First released in 2008, it’s a game where players assume the role of one of the main characters in the show, then work together to overcome a constant stream of crisis and challenges, some of them direct (like Cylon ships attacking the Galactica), others internal (like a water shortage).
These problems are usually pretty easy to overcome. External threats can be dealt with by engaging with Vipers or firing from the Galactica, and they’re resolved with some dice rolling. The other challenges, which arise from drawing “crisis cards”, are handled by players getting together and spending various cards in their hand to meet a points total.
See, easy?
Oh, except at least one of you is usually a Cylon. And is working in secret to undermine everything you do.
For the human players, every crisis is a choice between spending enough of your cards as a team to pass the test’s criteria and keeping hold of the cards for future use. You need to pass these tests, because failing them will deplete your supplies of fuel, food, water and people, but you need the cards to perform actions like repairing sections of the Galactica if they’re damaged.
It’s a delicate balance. One that’s continually thrown off by the Cylons. Crisis cards are played as a team, and they’re played face down, before being shuffled and resolved. So while human players are trying to save everyone’s life, Cylon players—protected by their anonymity and the shuffling—are probably playing the wrong kind of card, either burning ones necessary for Galactica actions or ones that will stop everyone else from passing a crisis test.
For the video game players in the house, imagine FTL, only if one of your crew was a Cylon. That’s pretty much this game.
It does exactly what it was setting out to do: replicate the personal tensions present in the TV show, where a desperate band of survivors not only have to worry about everything going wrong around them, but about the people closest to them potentially working for the enemy and having a hand in those disasters.
In the show, this leads to a lot of punching, shouting, explosions and sex. In our game, it led to lots of furtive glances at people’s faces during crucial moments, lots of “are you a Cylon no come on really are you” questions and some dangerously false accusations. Similar, then, just on a smaller scale.

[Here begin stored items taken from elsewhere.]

PR #3264, opened 2023-09-26
docs: Add examples for string init functions

N3WK1D:
I struggled for quite a while to setup this function in my config template. For someone like me with no knowledge of Go, this would have been super helpful to have.


halostatue (approved):

halostatue:
This looks very good from my perspective.

twpayne:
Thank you!

PR #3270, opened 2023-10-01
feat: Add Path Separator and Path List Separator to provided template values

arran4:
This change exports a provided variable from Go which practically makes it free in terms of implementation costs.

This functionality would be implemented by hand by most people without variance when it is provided to Chezmoi by Go.

References: https://github.com/twpayne/chezmoi/pull/3162

There seems to be reference to this here too: 
https://github.com/twpayne/chezmoi/pull/3261#issuecomment-1734136510

### DIFF
--- a/internal/cmd/config.go
+++ b/internal/cmd/config.go
@@ -249,27 +249,29 @@ type Config struct {
 }
 
 type templateData struct {
-	arch           string
-	args           []string
-	cacheDir       chezmoi.AbsPath
-	command        string
-	config         map[string]any
-	configFile     chezmoi.AbsPath
-	executable     chezmoi.AbsPath
-	fqdnHostname   string
-	gid            string
-	group          string
-	homeDir        chezmoi.AbsPath
-	hostname       string
-	kernel         map[string]any
-	os             string
-	osRelease      map[string]any
-	sourceDir      chezmoi.AbsPath
-	uid            string
-	username       string
-	version        map[string]any
-	windowsVersion map[string]any
-	workingTree    chezmoi.AbsPath
+	arch              string
+	args              []string
+	cacheDir          chezmoi.AbsPath
+	command           string
+	config            map[string]any
+	configFile        chezmoi.AbsPath
+	executable        chezmoi.AbsPath
+	fqdnHostname      string
+	gid               string
+	group             string
+	homeDir           chezmoi.AbsPath
+	hostname          string
+	kernel            map[string]any
+	os                string
+	osRelease         map[string]any
+	pathListSeparator string
+	pathSeparator     string
+	sourceDir         chezmoi.AbsPath
+	uid               string
+	username          string
+	version           map[string]any
+	windowsVersion    map[string]any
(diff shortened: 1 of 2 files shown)


arran4:
Okay, I was hoping I could get one in without making a mistake. Spelling failure!

internal/cmd/config.go
```diff
@@ -2263,24 +2267,26 @@ func (c *Config) newTemplateData(cmd *cobra.Command) *templateData {
...
+		fqdnHostname:      fqdnHostname,
+		gid:               gid,
+		group:             group,
+		homeDir:           c.homeDirAbsPath,
+		hostname:          hostname,
+		kernel:            kernel,
+		os:                runtime.GOOS,
+		osRelease:         osRelease,
+		pathListSeparator: string(os.PathListSeparator),
+		pathSeparator:     string(os.PathSeparator),
```
twpayne, line 2286: The typecasts to `string` are not needed here as the values are already strings.

arran4: In go 1.21 they are defined as runes.

https://github.com/golang/go/blob/3fb1d95149fa280343581a48547c3c3f70dac5fb/src/os/path_unix.go#L5-L13

They test as int32 too:

```golang
package psstr

import (
	"os"
	"reflect"
	"testing"
)

func TestName(t *testing.T) {
	to := reflect.TypeOf(os.PathSeparator)
	expected := "string"
	if to.String() != expected {
		t.Fatalf("PathSeparator is %s not %s", to.String(), expected)
	}
}
```

```console
=== RUN   TestOne
    main_test.go:13: PathSeparator is int32 not string
--- FAIL: TestOne (0.00s)

```

I can't test direct comparison:
```golang
func TestTwo(t *testing.T) {
	ps := os.PathSeparator
	expected := "/"
	if ps != expected {
		t.Fatalf("PathSeparator %s is not equal to %s", ps, expected)
	}
}
```
I get
```console
# psstr [psstr.test]
./main_test.go:20:11: invalid operation: ps != expected (mismatched types rune and string)

```

arran4: It doesn't look like the `os` package is being shadowed either, it's definitely being imported:
https://github.com/twpayne/chezmoi/blob/d637ddddaa8484622aa36e39eb6fe33d779bbfb3/internal/cmd/config.go#L12-L14

twpayne: I'm sorry, I was wrong. For some reason I was sure that they were constant strings, but you're right, they're runes.

twpayne:
Thank you!

internal/cmd/config.go
arran4: Yeah I've made the same mistake in the past. I guess it's a safe assumption that there aren't any multi-rune path separator OSes in common usage. I feel there is some weirdism in go around conversion between "primitive" / "native" types. Given everywhere else you have to be rather explicit

arran4:
No problem. Thanks for reviewing and merging.

PR #4956, opened 2026-03-13
docs: Make the AI/LLM stance even more obvious

halostatue:
With recent contributions that people have made using LLM, it is possible that people aren't seeing chezmoi's strict no-LLM policy clearly enough. While this doesn't fix *everything*, it makes the policy clearer by repeating it in places where people would be most likely to see it.

### DIFF
--- a/.github/CONTRIBUTING.md
+++ b/.github/CONTRIBUTING.md
@@ -1,4 +1,13 @@
 # Contributing
 
-See the [contributing
-guide](https://chezmoi.io/developer-guide/contributing-changes/).
+> [!WARNING]
+>
+> If you use an LLM (Large Language Model, like ChatGPT, Claude, Gemini, GitHub
+> Copilot, or Llama) to make any kind of contribution then you will immediately
+> be banned without recourse. See [`CODE_OF_CONDUCT.md`][coc] for more
+> information.
+
+See the [contributing guide][guide] for full details.
+
+[guide]: https://chezmoi.io/developer-guide/contributing-changes/
+[coc]: https://github.com/twpayne/chezmoi/blob/master/.github/CODE_OF_CONDUCT.md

Our game began well. We shot up some Raiders, made a few jumps, passed a few crisis tests. It all seemed easy. Then the Cylon agent went to work. We failed some seemingly simple crisis tests, and suddenly things were going very badly. An explosion in the hangar bay meant we couldn’t scramble Vipers. President Roslin was accused of being a Cylon, locked in the brig and stripped of her title.
Only she was innocent. Turns out that player was just not very good at the game, and our attention should have been focused on Admiral Bill Adama himself, who had quietly been working against us and now—through a combination of bad jumps and dwindling supplies—had Galactica on the ropes.
So we locked him up, made Starbuck Admiral, realised that halfway through the game a second Cylon sleeper agent had woken up to maintain the pressure, ran out of food then watched the Galactica explode. Welp.
It was an exhilarating, hateful experience. The former because it’s genuinely exciting playing like this, every turn a gambit, never knowing who is actually on your side and who is not. The latter because once the Cylons start fucking up your game, you start to get angry.
I’ve played plenty of games where player allegiances are hidden like this. Bang! being maybe the most common. But that’s a fun little casual thing. This is a relatively lengthy campaign-like experience (we clocked in at over three hours), and the more it drags on, and the more you suffer at the hands of someone you used to call a “friend”, the more you sympathise with everyone on the TV show who wanted to put a bullet in every Cylon they came across.
Like I said, the game’s not new, but was updated through to 2014 with expansions adding more ships that you can hop between to complete missions (the main game only has Galactica and Colonial One, but later expansions add ships like the Pegasus and Demetrius) and more characters you can choose from.
I don’t know if it’s something that’ll become a permanent part of our board game roster, but I certainly had fun with it, and will definitely reach for it in the future whenever I think my friends have become too friendly, and need somebody shouting at them across the room (probably inaccurately) that they’re a tincan piece of traitorous shit.